What is required
Restate the records below word for word, leaving nothing out.

Source material
== Segment start ==
PR #58317, opened 2023-11-14
telemetry: allow env-var allowlisting of sensitive metadata export

bobheadxi:
In case we need more metadata from Cloud instances or a particular customer, an env var override could come in handy. It must be proactively configured.

This change also fixes a misspelling in the file name.

## Test plan

unit test on the parser

### DIFF
--- a/internal/telemetry/sensitivemetadataallowlist/sensitivemetadataallowlist.go
+++ b/internal/telemetry/sensitivemetadataallowlist/sensitivemetadataallowlist.go
@@ -2,24 +2,36 @@ package sensitivemetadataallowlist
 
 import (
 	"fmt"
+	"strings"
 
 	"github.com/sourcegraph/sourcegraph/cmd/frontend/envvar"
== Segment end ==
Your solution
PR #58317, opened 2023-11-14
telemetry: allow env-var allowlisting of sensitive metadata export

bobheadxi:
In case we need more metadata from Cloud instances or a particular customer, an env var override could come in handy. It must be proactively configured.

This change also fixes a misspelling in the file name.

## Test plan

unit test on the parser

### DIFF
--- a/internal/telemetry/sensitivemetadataallowlist/sensitivemetadataallowlist.go
+++ b/internal/telemetry/sensitivemetadataallowlist/sensitivemetadataallowlist.go
@@ -2,24 +2,36 @@ package sensitivemetadataallowlist
 
 import (
 	"fmt"
+	"strings"
 
 	"github.com/sourcegraph/sourcegraph/cmd/frontend/envvar"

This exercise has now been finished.